Figure 4. Decreased IRF4 expression in cDC2s promotes pro-Th17 phenotype.
(A) IRF4 expression in the Irf4i cDC2s treated with or without doxycycline (Dox, 200 ng/ml) for 16 hr. (B–D) IL-17A, IL-5 and IFN-γ levels and (E) T cell lineage commitment factors from the re-stimulated OT-II cells co-cultured with cDC2s from WT and Irf4i mice under the conditions described above. (F) IL-17A levels from anti-CD3/28 Ab-stimulated OT-II cells co-cultured with IRF4ΔCD11c cDC2s. (G) IL-1β and (H) IL-6 level in WT and IrfΔCD11c cDC2s after treatment of CPT or Curdlan for 24 hr. Data are representative of three independent experiments; *p<0.05, **p<0.01. (I) A schematic diagram of Th2 inhibition and pro-Th17 induction by PRR-independent and -dependent signals.
Figure 4—figure supplement 1. Decreased IRF4 expression in BM-APCs promotes pro-Th17 phenotype and sustained IRF4 expression blocks cAMP-induced Th17 bias.

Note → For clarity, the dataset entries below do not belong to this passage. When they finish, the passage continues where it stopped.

PR #28, opened 2019-09-10
Add support for declarative stimulus/reflex behavior

hopsoft:
Add declarative stimulus/reflex behavior via data attributes.

- `data-reflex` - accepts a Stimulus styled value to specify DOM event & server side reflexes i.e. `click->ExampleReflex#method`

Very much inspired by #12

Example usage here: https://github.com/hopsoft/stimulus_reflex_todomvc/pull/16

I have a question out to the Stimulus team to determine if the techniques used here are valid. i.e. calling `application.start` inside a library. https://github.com/stimulusjs/stimulus/issues/272

### DIFF
--- a/javascript/yarn.lock
+++ b/javascript/yarn.lock
@@ -2,6 +2,30 @@
 # yarn lockfile v1
 
 
+"@stimulus/core@^1.1.1":
+  version "1.1.1"
+  resolved "https://registry.yarnpkg.com/@stimulus/core/-/core-1.1.1.tgz#42b0cfe5b73ca492f41de64b77a03980bae92c82"
+  integrity sha512-PVJv7IpuQx0MVPCBblXc6O2zbCmU8dlxXNH4bC9KK6LsvGaE+PCXXrXQfXUwAsse1/CmRu/iQG7Ov58himjiGg==
+  dependencies:
+    "@stimulus/mutation-observers" "^1.1.1"
+
+"@stimulus/multimap@^1.1.1":
+  version "1.1.1"
+  resolved "https://registry.yarnpkg.com/@stimulus/multimap/-/multimap-1.1.1.tgz#b95e3fd607345ab36e5d5b55486ee1a12d56b331"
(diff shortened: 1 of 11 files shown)


hopsoft:
I'm curious what other's think about the use of 2 data attributes vs 1. The other proposal was a single data attribute that matches Stimulus semantics. See #12 for more context.

```html
<div data-reflex="click->ServerSideReflex#do_something">
```

-vs-

```html
<div data-stimulus="click" data-reflex="ServerSideReflex#do_something">
```

hopsoft:
I'm starting to lean toward the single data attribute as initially proposed by @pjforde1978

javascript/yarn.lock
```diff
@@ -2,6 +2,30 @@
 # yarn lockfile v1
 
 
+"@stimulus/core@^1.1.1":
```
andrewmcodes: Shouldn't this reflect v2.0.0?

lib/stimulus_reflex/channel.rb
```diff
@@ -22,11 +22,11 @@ def receive(data)
     reflex_name, method_name = target.split("#")
     reflex_name = reflex_name.classify
     arguments = data["args"] || []
-    options = StimulusReflex::DomElement.new(data["attrs"])
+    element = StimulusReflex::Element.new(data["attrs"])
```
andrewmcodes: Been thinking about this more and I still like element.

Seems inline with the [MDN docs](https://developer.mozilla.org/en-US/docs/Web/API/HTMLElement/dataset)

javascript/yarn.lock
pjforde1978: Is Stimulus v2 imminent?

andrewmcodes: @pjforde1978 the changes in this PR that Nate and I paired on are breaking so I’d say yes though it’s obviously ultimately up to Nate.

hopsoft: That dep is for Stimulus itself rather than StimulusReflex.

(A) IRF4 expression in the WT and Irf4i BM-APCs treated with or without doxycycline (Dox, 200 ng/ml) for 16 hr. After the Dox treatment cells were washed and treated with CPT (50 μM) for 48 hr. (B, C) IL-17A and IL-5 levels from the re-stimulated OT-II cells co-cultured with BM-APCs from WT and Irf4i mice under the conditions described above. Data are mean ± s.e.m, n = 3 in each group; *p<0.05, # p<0.05 compared to WT untreated.
Figure 4—figure supplement 2. Loss of IRF5 in cDC2s inhibited CPT induced pro-Th17 phenotype.
(A) IL-17A levels from anti-CD3/28 Ab-stimulated OT-II cells co-cultured with CPT-treated cDC2s from WT and Irf5-/- mice. (B) QPCR of TFs in CPT-treated WT and Irf5-/- cDC2s. Data are representative of three independent experiments; *p<0.05.